NeighborFinder is an R package enabling the identification of the local neighborhood of a species of interest, based on microbiome data.
Using cross-validated multiple linear regression with ℓ1 penalty and microbiome-specific filters, our approach infers interpretable species-centered interactions, with F1 score ≥ 0.95 on simulated datasets ranging from 250 to 1000 samples.
From several abundance tables of metagenomic data, NeighborFinder suggests a shortlist of companion species based on the integration of results. A visualization via a network is proposed.
NeighborFinder is tailored to microbiome data. It was specifically developed for shotgun metagenomic data and includes a default normalization step for such datasets, but can accommodate metabarcoding data (and other count-based inputs) by skipping it.

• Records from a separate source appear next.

PR #1833, opened 2020-08-05
Support time zone hr:min offsets

mikemoritz:


docs/synapse/userguides/storm_ref_type_specific.ipynb
```diff
@@ -1785,20 +1789,46 @@
...
     "\n",
     "Standard rules regarding :ref:`whitespace` and :ref:`literals` apply. For example, ``\"2018/12/16 09:37:52.324\"`` needs to be entered in single or double quotes, but ``2018/12/16`` does not. Similarly, relative times and the special time value ``?`` need to be placed in single or double quotes.\n",
     "\n",
     ".. NOTE::\n",
-    "  Synapse does not support the storage of an explicit time zone with a time value (i.e., PST, +0500). Synapse is intended to store time values in UTC for consistency, so users will need to convert date / time values to UTC before entering them and convert values to UTC during any automated ingest.\n",
+    "  Synapse does not support the storage of an explicit time zone with a time value (i.e., PST, +0500). Synapse is intended to store time values in UTC for consistency, so users will need to convert date / time values to UTC before entering them and convert values to UTC during any automated ingest. Alternatively, the time zone can be provided in +/-hh:mm format, which will then be used to convert the time to UTC for storage.\n",
```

You can install the latest NeighborFinder version from the public github repo
if (!requireNamespace('remotes')) {
install.packages("remotes")
}
remotes::install_github('metagenopolis/NeighborFinder')Note that this R package depends on versions >= 3.5.0 and was recently tested on R 4.4.1.
The main input of apply_neighborfinder() is an abundance table with
species as rows and samples as columns. For more details, see section
“Input dataframe format” in the Tech
report. For an
illustrated example, please refer to the
vignette.
The output is an edge table in tibble format, i.e. a table with 3
columns: node1, node2, and coef. This table gathers the potential
neighbors of a species of interest found with apply_neighborfinder().
With this output, a network can be created with visualize_network().
The vignette provides an overview of the various use cases of NeighborFinder through examples based on real data extracted from this repository.